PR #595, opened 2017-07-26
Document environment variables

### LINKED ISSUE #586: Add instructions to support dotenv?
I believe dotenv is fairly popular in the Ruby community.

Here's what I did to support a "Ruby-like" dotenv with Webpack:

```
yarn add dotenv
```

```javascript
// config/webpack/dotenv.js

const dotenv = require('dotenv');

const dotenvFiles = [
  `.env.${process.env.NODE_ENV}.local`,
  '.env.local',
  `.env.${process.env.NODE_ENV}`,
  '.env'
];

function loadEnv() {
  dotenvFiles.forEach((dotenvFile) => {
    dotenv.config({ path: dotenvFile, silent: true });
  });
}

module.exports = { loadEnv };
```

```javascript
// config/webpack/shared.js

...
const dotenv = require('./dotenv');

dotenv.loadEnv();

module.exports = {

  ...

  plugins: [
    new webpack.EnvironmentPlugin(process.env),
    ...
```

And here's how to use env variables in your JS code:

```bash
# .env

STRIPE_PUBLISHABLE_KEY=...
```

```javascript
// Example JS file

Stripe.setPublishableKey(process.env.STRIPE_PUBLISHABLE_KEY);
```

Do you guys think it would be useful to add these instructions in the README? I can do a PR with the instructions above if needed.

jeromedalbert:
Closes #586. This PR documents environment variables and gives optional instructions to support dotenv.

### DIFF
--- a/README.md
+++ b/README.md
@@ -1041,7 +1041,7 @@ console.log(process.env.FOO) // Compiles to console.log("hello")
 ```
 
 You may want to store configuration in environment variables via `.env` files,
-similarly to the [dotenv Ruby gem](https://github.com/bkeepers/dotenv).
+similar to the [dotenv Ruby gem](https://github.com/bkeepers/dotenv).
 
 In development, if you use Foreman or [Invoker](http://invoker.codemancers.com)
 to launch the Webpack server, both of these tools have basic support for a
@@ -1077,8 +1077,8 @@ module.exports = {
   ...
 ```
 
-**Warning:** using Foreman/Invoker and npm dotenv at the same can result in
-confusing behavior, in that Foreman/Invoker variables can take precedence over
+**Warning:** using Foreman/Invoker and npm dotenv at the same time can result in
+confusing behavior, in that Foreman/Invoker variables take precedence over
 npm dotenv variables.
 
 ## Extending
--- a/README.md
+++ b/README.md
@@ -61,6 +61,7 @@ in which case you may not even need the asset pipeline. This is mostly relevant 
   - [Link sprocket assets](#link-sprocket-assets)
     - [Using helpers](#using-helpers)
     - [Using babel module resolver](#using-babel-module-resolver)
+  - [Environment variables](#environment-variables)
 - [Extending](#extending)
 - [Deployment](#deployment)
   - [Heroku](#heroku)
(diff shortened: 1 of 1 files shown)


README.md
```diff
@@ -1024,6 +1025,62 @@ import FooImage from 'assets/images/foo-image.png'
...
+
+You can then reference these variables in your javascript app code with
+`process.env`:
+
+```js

+ + + +

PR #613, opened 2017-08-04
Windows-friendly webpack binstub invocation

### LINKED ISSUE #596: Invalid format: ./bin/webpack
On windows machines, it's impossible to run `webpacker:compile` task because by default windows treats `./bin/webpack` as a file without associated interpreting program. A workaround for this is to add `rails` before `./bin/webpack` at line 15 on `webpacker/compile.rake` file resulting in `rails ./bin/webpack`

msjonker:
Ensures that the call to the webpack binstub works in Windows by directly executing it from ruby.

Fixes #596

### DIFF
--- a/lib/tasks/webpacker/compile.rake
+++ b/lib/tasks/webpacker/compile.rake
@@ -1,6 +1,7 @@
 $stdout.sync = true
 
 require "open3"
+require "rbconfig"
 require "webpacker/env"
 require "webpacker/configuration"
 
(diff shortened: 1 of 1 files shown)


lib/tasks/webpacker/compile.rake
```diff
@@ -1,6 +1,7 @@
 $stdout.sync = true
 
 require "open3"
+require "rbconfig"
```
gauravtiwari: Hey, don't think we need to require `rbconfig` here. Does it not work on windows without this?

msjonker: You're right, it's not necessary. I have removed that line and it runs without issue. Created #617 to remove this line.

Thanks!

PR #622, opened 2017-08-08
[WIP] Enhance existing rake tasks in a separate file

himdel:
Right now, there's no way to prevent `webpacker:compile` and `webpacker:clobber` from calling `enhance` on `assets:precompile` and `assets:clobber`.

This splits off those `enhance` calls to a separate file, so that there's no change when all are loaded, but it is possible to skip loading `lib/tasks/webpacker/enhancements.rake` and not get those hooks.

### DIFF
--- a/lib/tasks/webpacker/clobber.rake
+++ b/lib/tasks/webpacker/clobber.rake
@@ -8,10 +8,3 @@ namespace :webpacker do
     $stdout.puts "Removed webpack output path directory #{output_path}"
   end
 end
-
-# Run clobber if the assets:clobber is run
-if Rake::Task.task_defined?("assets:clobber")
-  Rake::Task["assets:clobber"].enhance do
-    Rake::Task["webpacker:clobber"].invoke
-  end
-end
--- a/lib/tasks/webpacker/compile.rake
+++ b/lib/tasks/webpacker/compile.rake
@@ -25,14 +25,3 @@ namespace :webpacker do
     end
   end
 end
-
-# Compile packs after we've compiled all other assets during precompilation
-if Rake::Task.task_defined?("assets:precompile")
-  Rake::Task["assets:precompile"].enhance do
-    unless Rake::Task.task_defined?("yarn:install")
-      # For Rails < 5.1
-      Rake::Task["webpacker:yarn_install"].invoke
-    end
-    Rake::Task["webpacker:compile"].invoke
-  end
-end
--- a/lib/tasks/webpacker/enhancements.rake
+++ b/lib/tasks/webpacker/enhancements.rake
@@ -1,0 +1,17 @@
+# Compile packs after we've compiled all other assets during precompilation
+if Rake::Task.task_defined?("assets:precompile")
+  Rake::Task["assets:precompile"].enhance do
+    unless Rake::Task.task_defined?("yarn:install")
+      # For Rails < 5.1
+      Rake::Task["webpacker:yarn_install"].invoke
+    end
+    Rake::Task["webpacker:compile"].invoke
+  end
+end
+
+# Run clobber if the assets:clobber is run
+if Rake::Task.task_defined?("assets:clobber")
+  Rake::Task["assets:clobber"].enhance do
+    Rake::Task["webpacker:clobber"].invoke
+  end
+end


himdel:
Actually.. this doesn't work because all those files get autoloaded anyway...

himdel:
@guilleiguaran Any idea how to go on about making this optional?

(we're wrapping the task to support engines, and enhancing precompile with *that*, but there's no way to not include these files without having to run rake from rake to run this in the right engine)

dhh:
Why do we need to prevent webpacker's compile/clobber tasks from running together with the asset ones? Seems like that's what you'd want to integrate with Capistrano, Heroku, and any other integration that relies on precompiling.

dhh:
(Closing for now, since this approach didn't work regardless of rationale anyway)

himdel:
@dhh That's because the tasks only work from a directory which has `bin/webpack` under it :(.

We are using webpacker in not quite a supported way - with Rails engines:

+ + + +

(TASK REQUIREMENTS)
In the entries above, find each line with the word "directory" and show it.

(WORKED SOLUTION)
     $stdout.puts "Removed webpack output path directory #{output_path}"
@dhh That's because the tasks only work from a directory which has `bin/webpack` under it :(.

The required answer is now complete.